Fethullahçı ve liboş basın bu konuya çok sevindi. Ama Abdullah gül'ün "2 sayfa 9 maddelik" gizli hizmet sözleşmesi üzerine, beş yıldır İşçi Partisi ve Aydınlık dergisi dışında hiçbir parti ve hiçbir yayın organı tek satır söz etmiyor.
Ne zamana kadar?
Bugün BOP Eşbaşkanı kimliği nasıl büyük bir utanç haline gelmişse, hiç kuşkunuz olmasın çok yakın zamanda o "2 sayfa 9 maddelik gizli anlaşma"yı yapan da, başını kaldırıp yurttaşlarının yüzüne bakamayacaktır.

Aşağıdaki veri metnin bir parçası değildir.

PR #2, opened 2021-07-01
Delete README.md

patudom:
Removing placeholder readme file, so Nick's updated version is displayed.

### DIFF
--- a/README.md
+++ b/README.md
@@ -1,1 +1,0 @@
-# cosmic-ds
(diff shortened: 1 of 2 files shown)


nmearl:
This is great and definitely would fix the issue. I think, though, we might want to go with the more general solution of enabled package data on install included in #3. In that case, you can simply revert your change to the `setup.cfg` file, and we can merge this in for the `README.md` removal.

PR #7, opened 2021-07-07
Add histogram view of student age measurements

patudom:
-Add data file that was output from @Carifio24's simulation script. (Ignore others for now)
-Add age_distr_viewer functionality to app.py and app.vue

Still buggy. @nmearl, the histogram plot does not appear unless I pull up the browser console. Only after I open and close the console, the graph appears. Any ideas what could be causing this behavior?


patudom:
@heywooddogwood: My 2nd commit here is meant to help you and me figure out what needs to go where in the UX code.

@nmearl: Can you please verify that I identified the different pieces of code correctly? Thanks!

patudom:
@Carifio24 & @nmearl, regarding the histogram plot not showing up until after I open & close the console, that is the behavior I'm seeing in Firefox & Safari. If I run the notebook in Chrome, pulling up the console does not make the histogram appear. Chrome is also the only browser that brings up the console as a separate window.

nmearl:
The problem is that when the page initially loads, all the viewers load. Since the histrogram isn't visible at the time, the container of the viewer is considered to have zero height/width. The figure loads at these dimensions, and it takes a window resize event to trigger a relayout (i.e. you should also be able to trigger the viewer to show just by resizing your browser window in addition to calling up the console).

To get around this, you can have the viewer load only when it's actually visible on the page. To do it, just wrap the in a `v-lazy` component like this:

```html
<v-lazy>
  <jupyter-widget
    style="height: 300px"
    :widget="viewers.age_distr_viewer"
  >
  </jupyter-widget>
</v-lazy>
```

patudom:
@nmearl Aha! Thanks so much for helping to sort this out.

heywooddogwood (approved):
Everything looks good, although I'm not sure why there are now four paginations under Estimate Galaxy Distance, given that there are still only two tabs. I plan to remove them on my next pull request, unless there is a reason for the addition.

patudom:
@heywooddogwood Thanks, and sorry about the 4 paginations. I made a random change to verify that Nick's version to reload the app.vue file works, and I forgot to change it back.

PR #9, opened 2021-07-08
Add simple reload functionality

nmearl:
This PR adds a `reload` method to the `Application` object that would allow easily reloading the UI without having to restart the python kernel.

Aydınlık, bu sayısında "2 sayfa 9 maddelik" o "gizli anlaşma"nın içeriğini bir kez daha ilan ediyor.
İşte Vatan gazetesi!
İşte o gazetenin başlık üzerinden verdiği itiraf!
Bütün kanıtlar belgeli!
İşte Abdullah Gül ile o görüşmeyi yapan Sedat Sertoğlu.
Tanıklar da yaşıyor!
Abdullah Gül, bu haberi beş yıl önce okumuş ve kabul etmiş.

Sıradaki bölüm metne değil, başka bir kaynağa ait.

PR #12, opened 2021-07-20
CSS Example Notebook

nmearl:
Include is a css example notebook with some quick details on how to edit the css through the python interface. This does not include (yet) an example of how to edit the css using a style sheet.

Screen Shot 2021-07-20 at 00 42 07

### DIFF
--- a/notebooks/Example Plot Styling.ipynb
+++ b/notebooks/Example Plot Styling.ipynb
@@ -1,0 +1,116 @@
+{
+ "cells": [
+  {
+   "cell_type": "code",
+   "execution_count": 70,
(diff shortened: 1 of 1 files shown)


patudom:
Thanks, @nmearl, this is very helpful. I'm trying to edit your sample notebook to specify that tick_format should include thousands comma separators ({:,.0f}), and it's not working. Any idea if this is possible, and if so, what the magic syntax is?  Thanks!

nmearl:
Yep, don't use the curly braces or the colon, so simply `',f'` will do. I've updated the notebook with an example.

PR #15, opened 2021-07-26
Dialog component example

nmearl:
This PR includes an example of creating a dialog component, instances it in the `app.py` file, and referencing it in the `app.vue`. Note that there are _many_ ways to handle dialogs, and it may be easiest to simply include the Vue code directly without making a separate component.


patudom:
Merged these commits to #18. Closing this branch.

PR #19, opened 2021-08-03
Spectrum js code from SED Spectrum Lab project

patudom:
These files are a stripped down version of Alaalden Ibrahim's code at https://waps.cfa.harvard.edu/microobservatory/spectrum/playground.html, used here with permission from Alaalden & Spectrum Lab PI Mary Dussault.

To view:
- Load the html file
- Click "choose data file to upload txt"
- Select the included sample data file (sun_ref_colina96.txt)
- Click "Display file"

Ultimately, the "display file" functionality will be tied to the students' galaxy selection in WWT.

The Spectrum Lab has a lot more functionality than we need. I tried to strip away most of what we aren't using, but I did not do this in a very efficient way, so this should be cleaned up further.


patudom:
@nmearl This is the js to display the galaxy spectra that we will use in the velocity measurement tab. Can you show us how to wrangle this into the ipyvuetify app, please? Thanks!

patudom:
We think it will be more straightforward to write new python code with the spectrum tool functionality instead of trying to wrap in this additional layer of .js into the ipyvuetify app, so I am closing this for now and will open a new issue to serve as the thread for the python version of this functionality.

PR #21, opened 2021-08-05
Add wtml file from WWTA Hubble app

patudom:
This is the WTML file WWT uses to display the overlaid galaxy images available in the http://projects.wwtambassadors.org/galaxy-history-universe/ app.


Carifio24:
Cool! I'll work on getting this displayed in the WWT viewer in the app.

PR #22, opened 2021-08-05
Add initial line-fitting functionality

Carifio24:
This PR adds the basic functionality for adding the best-fit line to the student's data via a button press on the second screen. Each time that `vue_fit_lines` is called for a viewer, any previous lines from data/subsets in that viewer are removed. Since the glupyter viewer doesn't have an option to draw lines, my workaround was to add a `LinesGL` mark onto the viewer's figure image. I also added a second scatter viewer, so that the fit line doesn't appear on the first screen.

@nmearl Do you think this seems like a reasonable approach, relative to the app architecture as a whole? If so, I can add the same functionality for student/class/all public data on the third screen.


nmearl:
The approach here certainly works, but I would consider the case where you e.g. want all or a subset of students, but filtered by galaxy type or class id. In that case, you'd have to have preemptively created subsets for each combination or end up having to combine data across different layers, which could be tedious. 

This is sort of the case I was considering when doing the dynamic subset creation. In my example, I had imagined you might (1) let the user select their criteria (galaxy type + class 1 + students 1-10), then (2) create the subset and convert it to a layer on-the-fly, and finally (3) fit a line to the new layer. Once done, the layer can be disposed of. This would allow us to keep all the data together and simply "filter" when needed.

Of course, I haven't thought of all use cases/corner cases, so this definitely open to discussion/improvement.

Carifio24:
I was thinking that if we wanted to (for example) automatically fit and plot a new line when the student changes their selection, we could call `vue_fit_lines` at the end of `vue_galaxy_selected` and `vue_class_selected`, or whatever their analogues are in the app itself. The old subset gets deleted, the line-fitting function removes the line for the old subset, and fits one for the new subset.

I guess the real issue there is that, as written, `vue_fit_lines` fits a line to every visible layer, which we may not want in a case like your notebook example. Some flexibility with what we actually fit to would be nice for that sort of scenario.

patudom:
@nmearl, see my comment on #23. I think allowing selections on 2 independent axes could end up being very confusing for students, so we will likely want to limit the screens to allow only 1 type of selection at a time.  

Regarding @Carifio24's last comment, I think students may get confused if the fit lines are automatically updated every time they change their selection. My suggestion is that the lines should all disappear whenever students make a new selection, and they have to click a button to display the updated fit line.

Another question that @Carifio24 and I discussed is whether we should show 1 line that is a fit to all displayed data, or if there should be separate fit lines displayed for each subset of data. It's possible (likely?) that offering too many choices like this will result in cognitive overload for students, but I could imagine keeping both buttons around while we are testing and then we can decide where we want to use each type of fit, or whether there is a way to sensibly offer both choices:
- Fit one line to all data currently selected/displayed
- Fit separate lines to each subset of data

Carifio24:
So I've added a couple more options to the line fitting. The `vue_fit_lines` function now has options to

- Specify which layers to include in any fitting (this is done via the UUID of the data object, as we can easily grab the data objects via the app's data collection). The default is to just use all visible layers.
- Indicate whether or not we want to aggregate the data in these layers for a line fit, or do a line fit for each layer
- Specify what we want to do with already-present lines (i.e. keep or delete) from other layers (or individual layers, if the aggregate flag is on)

I also added a function to clear any fit line from a given viewer. I think this should give use the flexibility to do whatever we want with the fitting. I suspect we won't end up using a decent subset of this, but this gives us options which we can pare down later.

heywooddogwood:
Checked it out, looks good to me.

Issue #25, opened 2021-08-11
Additional requests for simulated Hubble data displays


patudom:
This relates to the code for generating simulated Hubble data in #4.

- Age calculations in "HubbleSummary_Overall.csv" should be fixed, per our conversation today.
- Please also add an additional output file called "HubbleSummary_All.csv" that concatenates all the outputs of "HubbleSummary_Class_<n>.csv" (without duplicating the headers). (I did this by hand and can submit a PR to add my file to the output folder, but it would be nice to have it generated automatically if we re-run the simulation). 

- Screens 1 & 2 should display 1 student's data
- Screen 3 should allow options to display 1 student's data, their class's data, and all public data from the simulation.
- Screen 4+ should display the histogram data we discussed today (in figure below).

<img width="2507" alt="2021-08-11 Histogram schematics" src="https://user-images.githubusercontent.com/12750048/129112818-ceb2db95-10f2-4e85-b4c6-b2255caca97e.png">

PR #26, opened 2021-08-11
Hubble simulation review

patudom:
This code has plotly versions of the histogram views we will want to include (as glue bqplots) in the app. This is just for reference and doesn't impact anything in the main app. 

Also, see #25 for more notes.


Carifio24:
I'll add in the automatic creation of the class data files to the simulation script in an upcoming PR.

PR #30, opened 2021-08-12
Housekeeping

patudom:
This should not cause any noticeable changes. Just tidying up issues on my github fork from before I learned to put new commits on their own branches.


nmearl:
You may want to rebase to get rid of the "Merge ..." commits. (It doesn't do anything other than keep the git history clean, but something to consider in the future.)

Ve işte o gizli sözleşmenin içeriği üzerine beş yıldır yaptığımız açıklamalar.
Daha önemlisi beş yıldır yürütülen uygulama. Beş yıl önce açıkladığımız maddeler bir bir hayata geçirildi.

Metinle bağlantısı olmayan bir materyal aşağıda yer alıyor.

PR #39, opened 2021-08-27
Fix issue with line marks not panning/zooming

Carifio24:
While investigating the cause of https://github.com/glue-viz/cosmicds/issues/36, I noticed that the line marks currently don't pan/zoom with the data in the glue viewer. This PR fixes that issue.

For the scatter viewers, this was a simple as using the same `Scale` objects as the viewer does. However, for the histogram viewers, using the same scales had a small, but visually noticeable, effect on the y-axis scale (particularly in our default positioning, with the minimum of the y-axis at 0).

To work around this, I have the line marks on the histogram viewer use new `Scale` objects built on the viewer's scales, and attach them to the viewer's `bqplot.PanZoom` interaction when appropriate, so that the marks will pan/zoom with the scales correctly.

### DIFF
--- a/cosmicds/app.py
+++ b/cosmicds/app.py
@@ -509,7 +509,7 @@ class Application(VuetifyTemplate):
         # Observe interaction changes so that we can modify when necessary
         # We want to remove any observers that we have previously set
         figure.interaction.unobserve_all(name='next')
-        figure.interaction.observe(lambda changed: self.panzoom_interaction_update(changed, viewer_id), names=['next'])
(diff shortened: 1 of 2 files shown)


patudom:
@Carifio24 This is great - thanks for catching this! One thing to be aware of—I noticed that the fit line ends at ~1000 Mpc. Once we include professional science data, we will likely have data that extends beyond that distance range, although at a redshift of ~0.5 (d~1,300 Mpc), that's where you start to see evidence of dark energy in SN 1a data, so we will likely need to account for that and display the data/models differently at that point anyway.

PR #40, opened 2021-09-01
Recreation of cosmology models from Riess et al 1998

patudom:
Looking ahead to SN Ia science data to think about what visualizations we may eventually want students to work with, and what we need to be doing now in the HubbleDS app to prep students to understand those.


heywooddogwood:
Looks good

PR #798, opened 2020-03-20
Bintray support

heksesang:


heksesang:
We might want to also add an option to override what package name it should use on Bintray. Currently it's using `artifact.id`, but we might want to change that so it has a `def bintrayPackage(artifact: Artifact) = artifact.id` in `BintrayPublishModule` which can be overridden if wanted.

lefou:
Can you please resolve the merge conflict and rebase the branch to latest master, to trigger a clean Travis build?

lefou:
Thanks for your contribution!

PR #800, opened 2020-03-22
New VersionFile module

heksesang:
A module to help set release version and update to next snapshot when publishing.

### DIFF
--- a/contrib/versionfile/src/mill/contrib/versionfile/VersionFileModule.scala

Gizli Anlaşma'nın her maddesi, her satırı bir ihanetin kanıtıdır! Üstelik uygulanmış. Uygulanıyor.
Abdullah Gül, o 2 sayfanın her satırının hesabını vermek zorundadır.
Abdullah Gül, o 9 maddenin tek tek her maddesinin hesabını vermek durumundadır.
Meclis, diğer partiler, yargı ve diğer devlet organları görevlerini yapmıyor olabilir. Ancak Millet, Abdullah Gül'ün açıklamasını bekliyor.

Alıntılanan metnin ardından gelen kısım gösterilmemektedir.